====== INPUT MATERIAL ======

PR #4276, opened 2020-03-10
TST: Run crippled FS tests with development version of git-annex

mih:


mih:
Almost there:

```
FAILED (SKIP=8, errors=1, failures=2)
```

PR #4265, opened 2020-03-09
TEMP: (maint) - test devel annex 8.20200226+git16-ge156a2b74-1~ndall+1

yarikoptic:
Now that #4262 is merged, we should observe no stalling, and this hopefully would highlight possible left-over (in `maint`) issues

PR #4277, opened 2020-03-10
BF: resolve stalls in Runner while trying to access stdout/err from exited process

yarikoptic:
Got to it while troubleshooting https://github.com/datalad/datalad/pull/4265 but for unclear to me reason, I see no bloody effect on the actual run (even annex  `--debug` output is not printed): https://travis-ci.org/datalad/datalad/builds/660779184?utm_medium=notification&utm_source=github_status

Want to test across all tests now.

### DIFF
--- a/datalad/cmd.py
+++ b/datalad/cmd.py
@@ -19,6 +19,7 @@ import os
 import atexit
 import functools
 import tempfile
+from select import select
 
 from collections import OrderedDict
 from .support import path as op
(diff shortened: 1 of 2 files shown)


yarikoptic:
d'oh -- now spotted that I didn't add `log_online` there and 2nd invocation was not RF'ed -- will do later, first want to see the effect of proposed changes

yarikoptic:
Just spotted a comment in the docstring of `select`:
```
    *** IMPORTANT NOTICE ***
    On Windows, only sockets are supported; on Unix, all file
    descriptors can be used.
```
and tests on windows confirmed that :-/:
```
  File "C:\hostedtoolcache\windows\Python\3.7.6\x64\lib\site-packages\datalad\cmd.py", line 121, in select_read
    r, w, e = select([f], [], [], timeout)
OSError: [WinError 10038] An operation was attempted on something that is not a socket
```

but also it seems to not do the right thing:
```
FAIL: datalad.tests.test_cmd.test_runner_remaining_output_two_pipes
  File "/home/travis/virtualenv/python3.7.1/lib/python3.7/site-packages/nose/case.py", line 198, in runTest
    self.test(*self.arg)
  File "/home/travis/virtualenv/python3.7.1/lib/python3.7/site-packages/datalad/tests/utils.py", line 559, in newfunc
    return t(*(arg + (d,)), **kw)
  File "/home/travis/virtualenv/python3.7.1/lib/python3.7/site-packages/datalad/tests/test_cmd.py", line 367, in test_runner_remaining_output_two_pipes
    log_stderr=log_stderr)[0])
AssertionError: 'count: 0\nsize: 0\nin-pack: 0\npacks: 0\nsize-pack: 0\nprune-packable: 0\ngarbage: 0\nsize-garbage: 0\n' != 'count: 0\nsize: 0\nin-pack: 0\n'
```
and even `proc.communicate` works completely differently if I provide `timeout`... so whatever this attempt was -- it is not a solution :-/

PR #4283, opened 2020-03-12
TST: Update annex version for windows tests

mih:
When they say "jump!", we ask "how high?" ;-)


mih:
Looking better on crippled FS:

```
FAILED (SKIP=10, errors=2, failures=1)
```

PR #4285, opened 2020-03-12
ENH: extend message for a NoDatasetArgumentFound in require_dataset

yarikoptic:
This exception is now (since 0.12) is frequently shown to users due to breakage
of behavior as discussed in https://github.com/datalad/datalad/issues/3759 .
As it is worded minimally, it provides no instructions to the users and just
brings frustration.  This commit extends message to provide instructions on how
to mitigate the error they start to observe

### DIFF
--- a/datalad/core/local/tests/test_diff.py
+++ b/datalad/core/local/tests/test_diff.py
@@ -16,7 +16,7 @@ import os
 import os.path as op
 from datalad.support.external_versions import external_versions
 from datalad.support.exceptions import (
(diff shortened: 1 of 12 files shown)


mih:
Pushed to additionsto the original change. Cummulative effect is:

```
/tmp % datalad status
[ERROR  ] No dataset found at '/tmp'.  Specify a dataset to work with by providing its path via the `dataset` option, or change the current working directory to be in a dataset. [dataset.py:require_dataset:570] (NoDatasetFound) 
```

Issue #4493, opened 2020-05-07
Deprecate `publish` command


mih:
Documentation of `publish` must be adjusted to announce the plan to remove `publish in the future (https://github.com/datalad/datalad/pull/4453#issuecomment-625379803 https://github.com/datalad/datalad/issues/4461#issuecomment-625378805). Removal could happen in 0.14 (at the earliest).

PR #4515, opened 2020-05-13
DOC: Announce deprecation of `publish`

mih:
Fixes gh-4493

### DIFF
--- a/datalad/distribution/publish.py
+++ b/datalad/distribution/publish.py
@@ -573,7 +573,8 @@ class Publish(Interface):
 
     ..note::
       This command is deprecated. It will be removed from DataLad eventually,
-      but no earlier than with the 0.14 release. Use the `push` command instead.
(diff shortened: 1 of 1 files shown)


datalad/distribution/publish.py
```diff
@@ -571,6 +571,10 @@ def _get_remote_diff(repo, current_commit, remote, remote_branch_name):
 class Publish(Interface):
     """Publish a dataset to a known :term:`sibling`.
 
+    ..note::
+      This command is deprecated. It will be removed from DataLad eventually,
+      but no earlier than with the 0.14 release. Use the `push` command instead.
```
yarikoptic, line 576:
```suggestion
      but no earlier than with the 0.14 release. Use the `push` and `create-sibling` 
      (if you used `--missing` flag) commands instead.
```

mih:
Thx @yarikoptic

Issue #4506, opened 2020-05-10
`push` fails too late on unknown target remote


mih:
`datalad push --to absurd4982438r`

Will only fail after the full `diff` routine is performed. Given that it is doomed to fail, we should fail immediately.

PR #4517, opened 2020-05-13
BF: Fail early on push to unknown target.

mih:
```
% datalad push --to mike
[ERROR  ] Unknown push target 'mike'. No targets configured in dataset. [push.py:__call__:200] (ValueError)
% datalad push --to mike
[ERROR  ] Unknown push target 'mike'. Known targets: 'localtmp'. [push.py:__call__:200] (ValueError)
```

Fixes gh-4506

### DIFF
--- a/datalad/core/distributed/push.py
+++ b/datalad/core/distributed/push.py
@@ -188,16 +188,31 @@ class Push(Interface):
             dataset, check_installed=True, purpose='pushing')
         ds_repo = ds.repo
 
-        if to and to not in ds_repo.get_remotes(
-                exclude_special_remotes=False):
+        res_kwargs = dict(
+            action='publish',
+            refds=ds.path,
+            logger=lgr,
+        )
+
+        get_remote_kwargs = {'exclude_special_remotes': False} \
+            if isinstance(ds_repo, AnnexRepo) else {}
+        if to and to not in ds_repo.get_remotes(**get_remote_kwargs):
             # get again for proper error:
-            sr = ds_repo.get_remotes(exclude_special_remotes=False)
-            raise ValueError(
-                "Unknown push target '{}'. {}".format(
+            sr = ds_repo.get_remotes(**get_remote_kwargs)
+            # yield an error result instead of raising a ValueError,
+            # to enable the use case of pushing to a target that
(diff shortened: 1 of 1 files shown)


datalad/core/distributed/push.py
```diff
@@ -188,6 +188,16 @@ def __call__(
...
+        if to and to not in ds_repo.get_remotes(
+                exclude_special_remotes=False):
+            # get again for proper error:
+            sr = ds_repo.get_remotes(exclude_special_remotes=False)
+            raise ValueError(
+                "Unknown push target '{}'. {}".format(
+                    to,
+                    'Known targets: {}.'.format(', '.join(repr(s) for s in sr))
+                    if sr
+                    else 'No targets configured in dataset.'))
```
kyleam, line 200: Failing earlier is of course good, but should this emit a `{"status": "error", ....}` result, as it did before?

mih: It would be nice to have a rule set to answer that question. I feel like I meander all the time. Here are the two thoughts that I use ATM:

- it happens on the dataset `push` is call on. A broken request, nothing can, was, or should be done: `ValueError`, because no action was performed 
- in the recursive case, a subdataset may not have a sibling defined, but publishing the dataset was attempted, and it failed: `error` result, because need to be able to continue (if desired)

kyleam: > It would be nice to have a rule set to answer that question. I feel like I meander all the time

Yeah, I agree that'd be nice.  It don't think I have anything like a clear rule set in my head, though I'd guess I lean towards results when I'm unsure (though looking at code might show that's not actually the case :).

> Here are the two thoughts that I use ATM: [...]

Thanks, that's helpful.  Even with your edited "What would not be [...]" point, I think raising a `ValueError` here does seem sensible then.

mih:
Travis failure is failure to submit coverage.

datalad/core/distributed/push.py
mih: It does, but you convinced me otherwise before ;-) The ability to force `push` through this kind of error could be useful. I'll keep it with an error result.

PR #4528, opened 2020-05-14
RM: remove 3rdparty_analysis_workflow.sh and testing of it

yarikoptic:
With all the greatness of the handbook this single example is probably
no longer pertinent.  Also today was unlucky day where it triggered
failures on travis (#4512) when tested due seems some intermittent connectivity
issues.  Removing its testing should shave off some 30sec or so from Travis
CI runs


yarikoptic:
Hm, I thought that somehow we effected coverage in http.py, but coverage change to datalad/downloaders/tests/test_http.py really makes no sense to me.. heh heh, I guess could be ignored again

PR #4529, opened 2020-05-14
BF: introduce GitTransportRI - a basic implementation only

### LINKED ISSUE #4489: git-annex's "gcrypt::" prefix in special remote url value causes datalad to "fail"
... since we treat that URL as an ssh url, and try to establish our socket to that host.

Background story: I tried `gcrypt::` prefix since I want to have data compressed on the special remote, and the only way to achieve it ATM AFAIK is simply to enable encryption which would compress keys as a "side effect". But git-annex (I am using 8.20200309+git133-gc29943f40-1~ndall+1 ATM) decides to be overprotective and says

```shell
> git annex initremote github-lfs type=git-lfs url=https://github.com/yarikoptic/test-github-lfs encryption=shared
initremote github-lfs (encryption setup) (encryption key stored in git repository) 
git-annex: Encryption is enabled for this remote, but only the files that git-annex stores on it would be encrypted;  anything that git push sends to it would not be encrypted. Recommend prefixing the url with "gcrypt::" to also encrypt git pushes. (Use --force if you want to use this likely insecure configuration.)
```

if I just use `--force` -- `autoenable` in effect is not working since it does the same check at the later `init` point in the clone... so I decided to try `gcrypt::` prefix.

<details>
<summary>Here is a full script I was cooking up to establish heudiconv-testdata with some comments of exploration</summary> 

```shell
#!/bin/bash
  
# Prepare a datalad dataset for heudiconv testdata, with data from
# 

datalad --version
git annex version

export PS4='> '
set -x
set -eu

n=heudiconv-testdata
d=heudiconv-dcm_physio

[ ! -e "$n" ]

# let's fetch the repo with data

[ -e "$d" ] || git clone -b dcm_physio https://github.com/cbinyu/heudiconv.git "$d"

datalad create -c text2git "$n"
(
cd "$n"
datalad create-sibling-github --name origin "$n"

# Initial push setting master to be pushed there by default
git push -u origin master

# Configure git-annex LFS special remote which should be autoenabled
#
# --force to avoid, since we do not really care about encrypting git itself here
# > git annex initremote github-lfs type=git-lfs url=https://github.com/yarikoptic/test-github-lfs encryption=shared
# initremote github-lfs (encryption setup) (encryption key stored in git repository) 
# git-annex: Encryption is enabled for this remote, but only the files that git-annex stores on it would be encrypted;  anything that git push sends to it would not be encrypted. Recommend prefixing the url with "gcrypt::" to also encrypt git pushes. (Use --force if you want to use this likely insecure configuration.)
# 
# git annex initremote --force github-lfs type=git-lfs url=https://github.com/yarikoptic/"$n" encryption=shared autoenable=true
#
# but if we --force it here, then it would still fight us back on autoenable - causing the whole process to crash
# so we will try to follow recommendatation and do gcrypt:: thing
git annex initremote github-lfs type=git-lfs url=gcrypt::https://github.com/yarikoptic/"$n" encryption=shared autoenable=true

# Tell that LFS should contain all data, unless we explicitly mark it with some
# distribution-restrictions metadata
git annex wanted github-lfs "not metadata=distribution-restrictions=*"

# Configure locally that publishing to origin should also first copy
# the data
git config --add remote.origin.datalad-publish-depends github-lfs

# Copy and save the data
# Let's create some structure
mkdir -p physio
datalad run -m "Injesting original data from @cbinyu" cp -r ../$d/heudiconv/tests/data/samplePhysio physio/sample1

# Publish -- since we setup everything, nothing else to be said ;)
datalad publish
)
```
</details>

which at the end stalls for a while and eventually times out with:

```
[INFO   ] Publishing to configured dependency: 'github-lfs' 
[INFO   ] Publishing <Dataset path=/home/yoh/picts/mris/heudiconv-testdata> data to github-lfs 
[INFO   ] Publishing <Dataset path=/home/yoh/picts/mris/heudiconv-testdata> to github-lfs 
[WARNING] Remote github-lfs has no configured refspec 


ssh: connect to host gcrypt port 22: Connection timed out
ConnectionOpenFailedError: command '['ssh', '-fN', '-o', 'ControlMaster=auto', '-o', 'ControlPersist=15m', '-o', 'ControlPath=/home/yoh/.cache/datalad/sockets/e4ebca10', 'gcrypt']' failed with exitcode 255
Failed to open SSH connection (could not start ControlMaster process)
bash prep-heudiconv-testdata  7.60s user 2.54s system 20% cpu 50.585 total
```

and when I looked into `ps` hierarchy I saw:
```
yoh      3630715  0.0  0.0   6728  2460 pts/46   S+   17:20   0:00  |   |       \_ bash prep-heudiconv-testdata
yoh      3631627  1.1  0.1 111064 33072 pts/46   S+   17:20   0:00  |   |           \_ /home/yoh/proj/datalad/datalad-maint/venvs/dev3.8/bin/python /home/yoh/proj/datalad/datalad-maint/venvs/dev3.8/bin/datalad publish
yoh      3632278  0.0  0.0  11328  6056 pts/46   S+   17:20   0:00  |   |               \_ ssh -fN -o ControlMaster=auto -o ControlPersist=15m -o ControlPath=/home/yoh/.cache/datalad/sockets/e4ebca10 gcrypt
```
which explained why it was "waiting".
Clearly our RI is not aware of such "url" form:
```
$> python -c 'from datalad.support.network import RI; print(repr(RI("gcrypt::https://github.com/yarikoptic/heudiconv-testdata")))'
SSHRI(hostname='gcrypt', path=':https://github.com/yarikoptic/heudiconv-testdata')
```
although standard `urlparse` is ok with it placing everything after first `:` into path component:

```shell
$> python -c 'from urllib.parse import urlparse; print(repr(urlparse("gcrypt::https://github.com/yarikoptic/heudiconv-testdata")))'
ParseResult(scheme='gcrypt', netloc='', path=':https://github.com/yarikoptic/heudiconv-testdata', params='', query='', fragment='')
```

Looking at https://en.wikipedia.org/wiki/URL I think it might be all legit (didn't check full grammar).  Not sure why joey didn't just go for `+` composition (like we now with `ria+URL`) so `scheme` remains "legit" without this confusing path with `:` etc.  Moreover,  IIRC `::` is also used by rsync to signal using rsync protocol, e.g.
```
$> rsync neuro.debian.net::neurodebian
drwxr-sr-x             78 2014/02/03 21:59:37 .
-rw-r--r--             11 2020/05/06 17:10:01 .timestamp
...
```
so if we were to auto-detect that one -- we would have had even more fun.

Since overall it seems to be a "legitish" URL, I am afraid we would need to do something about it on datalad side, but I am not yet sure what should be the most sensible generic way (we might need a new type of an RI, like AnnexRI which would carry this prefix + original URL in `.url`).  I just wish (didn't file any issue yet for @joeyh) that git-annex was not pretty much twisting my arm to use this `gcrypt::` prefix which I do not really care about, or had it as a special remote option instead of wrapping it into a url.

yarikoptic:
this should be sufficient to address https://github.com/datalad/datalad/issues/4489
to avoid treating such RIs as ssh addresses.  Current implementation of
GitTransportRI simply splits apart transport and underlying RI attributes.
Since directed toward maint I have refrained from doing any code refactoring, such as
in RI().__init__ and in the tests check() to avoid using "ri" (and other) arguments
which might collide with fields provided in **kwargs.  May be in some next sweep
those all could become prefixed (or suffixed) with  _ to avoid such collisions.

We could also make this GitTransportRI immediately turn underlying RI into an
instance (ATM it is just a string), and also expose .path as all other RIs
apparently do.  But again, for the sake of the quick fix for now to not cause
hard to decypher errors, I decided to postpone that.

Note: I have not attempted to actually use it in some sample case fully since
e.g. our create-sibling-github has no clue about transport::, would need to
override url it provides for the remote and may be more...

Closes #4489

### DIFF
--- a/datalad/support/network.py
+++ b/datalad/support/network.py
@@ -829,7 +829,7 @@ class GitTransportRI(RI, RegexBasedURLMixin):
     # Due to poor design, `ri` argument already present in various
     # places intermixed with **kwargs treatment. So we will use RI
     # here instead of ri.
-    _REGEX = re.compile(r'(?P<transport>[^:/@]+)::(?P<RI>.*)$')
+    _REGEX = re.compile(r'(?P<transport>[A-Za-z0-9][A-Za-z0-9+.-]*)::(?P<RI>.*)$')
 
     def as_str(self):
         return '{self.transport}::{self.RI}'.format(self=self)
--- a/datalad/support/network.py
+++ b/datalad/support/network.py
@@ -320,7 +320,8 @@ def _guess_ri_cls(ri):
         'url': URL,
         'ssh':  SSHRI,
         'file': PathRI,
-        'datalad': DataLadRI
+        'datalad': DataLadRI,
+        'git-transport': GitTransportRI,
     }
     if isinstance(ri, PurePath):
         lgr.log(5, "Detected file ri")
@@ -339,8 +340,12 @@ def _guess_ri_cls(ri):
     # file:///path should stay file:
     if fields['scheme'] and fields['scheme'] not in {'file'} \
             and not fields['hostname']:
+        # transport::URL-or-path
+        if fields['path'].startswith(':'):  # there was ::
+            lgr.log(5, "Assuming git transport style ri and returning")
+            type_ = 'git-transport'
         # dl+archive:... or just for ssh   hostname:path/p1
-        if '+' not in fields['scheme']:
+        elif '+' not in fields['scheme']:
             type_ = 'ssh'
             lgr.log(5, "Assuming ssh style ri, adjusted: %s" % (fields,))
 
@@ -810,6 +815,24 @@ class DataLadRI(RI, RegexBasedURLMixin):
         if self.remote:
             raise NotImplementedError("not supported ATM to reference additional remotes")
         return "{}{}".format(consts.DATASETS_TOPURL, urlquote(self.path))
+
+
+class GitTransportRI(RI, RegexBasedURLMixin):
+    """RI for some other RI with git transport prefix"""
+
+    # TODO: check how crticial to "inherit" RI._FIELDS asking to provide path
+    _FIELDS = RI._FIELDS + (
+        'transport',
+        'RI',
+    )
+
+    # Due to poor design, `ri` argument already present in various
+    # places intermixed with **kwargs treatment. So we will use RI
+    # here instead of ri.
+    _REGEX = re.compile(r'(?P<transport>[^:/@]+)::(?P<RI>.*)$')
+
+    def as_str(self):
+        return '{self.transport}::{self.RI}'.format(self=self)
 
 
 def _split_colon(s, maxsplit=1):
--- a/datalad/support/tests/test_network.py
+++ b/datalad/support/tests/test_network.py
@@ -41,23 +41,24 @@ from datalad.tests.utils import (
 )
 
 from datalad.support.network import (
-    same_website,
-    dlurljoin,
-    get_tld,
-    get_url_straight_filename,
-    get_response_disposition_filename,
-    parse_url_opts,
+    DataLadRI,
+    GitTransportRI,
+    PathRI,
     RI,
     SSHRI,
-    PathRI,
-    DataLadRI,
     URL,
     _split_colon,
-    is_url,
-    is_datalad_compat_ri,
+    dlurljoin,
     get_local_file_url,
+    get_response_disposition_filename,
+    get_tld,
+    get_url_straight_filename,
+    is_datalad_compat_ri,
     is_ssh,
+    is_url,
     iso8601_to_epoch,
+    parse_url_opts,
+    same_website,
 )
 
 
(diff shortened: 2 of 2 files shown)


datalad/support/network.py
```diff
@@ -812,6 +817,24 @@ def as_git_url(self):
...
+    # TODO: check how crticial to "inherit" RI._FIELDS asking to provide path
+    _FIELDS = RI._FIELDS + (
+        'transport',
+        'RI',
+    )
+
+    # Due to poor design, `ri` argument already present in various
+    # places intermixed with **kwargs treatment. So we will use RI
+    # here instead of ri.
+    _REGEX = re.compile(r'(?P<transport>[^:/@]+)::(?P<RI>.*)$')
```
kyleam, line 832: I was curious what characters Git permits for transport.  As far as I can tell, it goes through `is_urlschemechar`, which carries this comment:

```
/*
 * The set of valid URL schemes, as per STD66 (RFC3986) is
 * '[A-Za-z][A-Za-z0-9+.-]*'. But use slightly looser check
 * of '[A-Za-z0-9][A-Za-z0-9+.-]*' because earlier version
 * of check used '[A-Za-z0-9]+' so not to break any remote
 * helpers.
 */
```

So, I think we could make this regexp stricter, though I doubt it matters much in practice.

yarikoptic: Thanks for digging it out, I looked only into a manpage -- I will adjust the regex to be `[A-Za-z0-9][A-Za-z0-9+.-]*`.

yarikoptic:
```suggestion
    _REGEX = re.compile(r'(?P<transport>[A-Za-z0-9][A-Za-z0-9+.-]*)::(?P<RI>.*)$')
```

======

TASK STATEMENT -
Write down again, exactly as given, only the lines above that fall from the line with "Since directed toward" to the line with "We could also", inclusive.

RESPONSE BELOW -
Since directed toward maint I have refrained from doing any code refactoring, such as
in RI().__init__ and in the tests check() to avoid using "ri" (and other) arguments
which might collide with fields provided in **kwargs.  May be in some next sweep
those all could become prefixed (or suffixed) with  _ to avoid such collisions.

We could also make this GitTransportRI immediately turn underlying RI into an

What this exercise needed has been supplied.